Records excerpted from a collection
PR #3548, opened 2025-12-16
Change game calendar to Gregorian calendar, fixing leap year calcs

### LINKED ISSUE #3547: Certain scenarios appear to start on the 2nd January instead of the 1st
**Version information:**
 - Platform: Windows 10
 - Version: 25.11

**Describe the bug**
Certain scenarios appear to start one day later than the expected start date compared to vanilla.

In OpenLoco v25.11 using assets from Steam installation of the original game, 4 out of the first 11 of the vanilla scenarios have this issue:
Scenario name | Day of January on start
-|-
Boulder's Breakers | 1st
**Sandbox Settler** | **2nd**
Weatherworld | 1st
Desert Delirium | 1st
**Great Britian & Ireland 1900** | **2nd**
**North America (East) 1900** | **2nd**
**North America (Midwest) 1920** | **2nd**
North America (West) 1910 | 1st
Oil Oasis | 1st
Smiley Isley | 1st
Swiss Alps 1905 | 1st

This also affects custom scenarios, e.g. this one which I made in vanilla's scenario editor: [Voidton.zip](https://github.com/user-attachments/files/24188868/Voidton.zip) (not sure if all custom scenarios or just some of them.)

All of these scenarios start on the 1st of January in original Locomotion (according to the tooltip when hovering over the time toolbar).

**To Reproduce**
1. Click Start New Game, and select one of the affected scenarios.
2. Read the date displayed on bottom-right of the screen.

**Expected behaviour**
It should display Jan 1st for the first day period after starting the scenario, as per vanilla.

LeftofZen:
fixes #3547

### DIFF
--- a/src/OpenLoco/src/Date.cpp
+++ b/src/OpenLoco/src/Date.cpp
@@ -10,7 +10,7 @@ namespace OpenLoco
 
     bool isLeapYear(const int year)
     {
-        return year % 4 == 0;
+        return (year % 4 == 0 && year % 100 != 0) || year % 400 == 0;
     }
 
     uint32_t getCurrentDay()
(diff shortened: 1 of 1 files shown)


src/OpenLoco/src/Date.cpp
```diff
@@ -92,54 +92,52 @@ namespace OpenLoco
...
-        constexpr auto kDaysInOlympiad = (365 * 4) + 1; // Useful because the calendar that Loco uses (Julian) has a 4-year cycle.
-        constexpr auto kFeb29 = 31 + 28;
-
-        int32_t years = ((totalDays / kDaysInOlympiad) & 0xFFFF) * 4;
-        int32_t day = totalDays % kDaysInOlympiad;
-
-        // Count the years and add an extra day for when there isn't leap year
-        if (day > kDaysInYear)
+        auto y = kBaseYear;
+        while (totalDays > 365)
```
LeftofZen, line 99: this isn't that efficient, if anyone can come up with a closed form solution that'd be cool

AaronVanGeffen:
This changes the simulation, if slightly, so I suggest we consider this for the *next* milestone.

src/OpenLoco/src/Date.cpp
```diff
@@ -92,54 +92,49 @@ namespace OpenLoco
...
-        constexpr auto kBaseYear = 1800;
         constexpr auto kDaysInYear = 365;
 
         // adds years (365 for each year + 1 for leap years)
-        auto yearDiff = date.year - kBaseYear;
-        uint32_t dayCount = (yearDiff * kDaysInYear) + (yearDiff / 4);
+        auto dayCount = 0;
+        for (auto i = kBaseYear; i < date.year; ++i)
+        {
+            date.day += kDaysInYear;
```
duncanspumpkin, line 132: shouldn't this just do dayCount += kDaysInYear. We should effectively treat date as const. Its a bit odd modifying date so that it is no longer a true date.

src/OpenLoco/src/Date.cpp
```diff
@@ -92,54 +92,49 @@ namespace OpenLoco
...
     uint32_t calcDays(Date date)
     {
-        constexpr auto kBaseYear = 1800;
         constexpr auto kDaysInYear = 365;
 
         // adds years (365 for each year + 1 for leap years)
-        auto yearDiff = date.year - kBaseYear;
-        uint32_t dayCount = (yearDiff * kDaysInYear) + (yearDiff / 4);
+        auto dayCount = 0;
+        for (auto i = kBaseYear; i < date.year; ++i)
```
duncanspumpkin, line 130: Can't we use the new calcLeapDays?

Activity:
When you reach the line with "Weatherworld | 1st" in the records above, start writing out lines exactly, and stop once the line with "Swiss Alps 1905 | 1st" has been written; include nothing else.

Exercise result:
Weatherworld | 1st
Desert Delirium | 1st
**Great Britian & Ireland 1900** | **2nd**
**North America (East) 1900** | **2nd**
**North America (Midwest) 1920** | **2nd**
North America (West) 1910 | 1st
Oil Oasis | 1st
Smiley Isley | 1st
Swiss Alps 1905 | 1st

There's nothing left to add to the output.